New neurophysiological human thermal model based on thermoreceptor responses.

A new neurophysiological human thermal model based on thermoreceptor responses, the NHTM model, has been developed to predict regulatory responses and physiological variables in asymmetric transient environments. The passive system is based on Wissler's model, which is more complex and refined. Wissler's model segments the human body into 21 cylindrical parts. Each part is divided into 21 layers, 15 for the tissues and 6 for clothes, and each layer is divided into 12 angular sectors. Thus, we have 3780 nodes for the tissues and 1512 for clothes. The passive system simulates heat exchange within the body and between the body and the surroundings. The active system is composed of the thermoregulatory mechanisms, i.e., skin blood flow, shivering thermogenesis, and sweating. The skin blood flow model and the shivering model are based on thermoreceptor responses. The sweating model is that of Fiala et al. and is based on error signals.
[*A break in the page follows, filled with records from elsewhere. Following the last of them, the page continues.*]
PR #371, opened 2024-03-19
Category 6 & Support Changes

### LINKED ISSUE #370: Proposal: AlphaMissense Ascendant
Re-work the categories to adjust to the facts:
- Support (determined through _in silico_ predictors) largely overlaps with Cat6 (AlphaMissense prediction)
- c6/AM is noisy for cohorts without family structure to better filter for MOI matches

## Proposed changes

1. Replace the CADD/REVEL involvement in Cat. 2 with AM pathogenicity
2. Remove the CategorySupport logic. The code placeholders to trigger 'support' logic will remain, but we just won't exercise those for now.
3. Add back-filtering logic to remove variants after MOI application where they are Cat6 only, and the variant-gene has not been phenotype-matched to this participant

## Future

- Turn off Category 2? This will be done in config for now, but after evaluation we may drop this category. The first seen/latest report takes care of what we wanted to accomplish with this logic, and is less volatile (results coming & going for each run)

MattWellie:
# Fixes

  - Closes #370 

## Proposed Changes

  - Removes the Support category, and the in silico tools we were using (MutationTaster, Polyphen, Sift, CADD, REVEL)
  - AlphaMissense takes a more substantial role (e.g. as a supporting element in Cat 2)
  - AlphaMissense scoring threshold doesn't change, but by default it becomes present on the naughty step `these categories require a phenotype match` list
  - If after MOI testing a variant is:
       - unsupported in a comp-het
       - isn't in a gene on a phenotype- or cohort-forced panel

The NHTM model was compared with Wissler's model, and the results showed that a calculation based on neurophysiology can improve the performance of the thermoregulation model. The NHTM model was more accurate in the prediction of mean skin temperature, with a mean absolute error of 0.27 °C versus 0.80 °C for the original Wissler model. The prediction accuracy of the NHTM model for local skin temperatures and core temperature could be improved via an optimization method to prove the ability of the new thermoregulation model to fit with the physiological characteristics of different populations.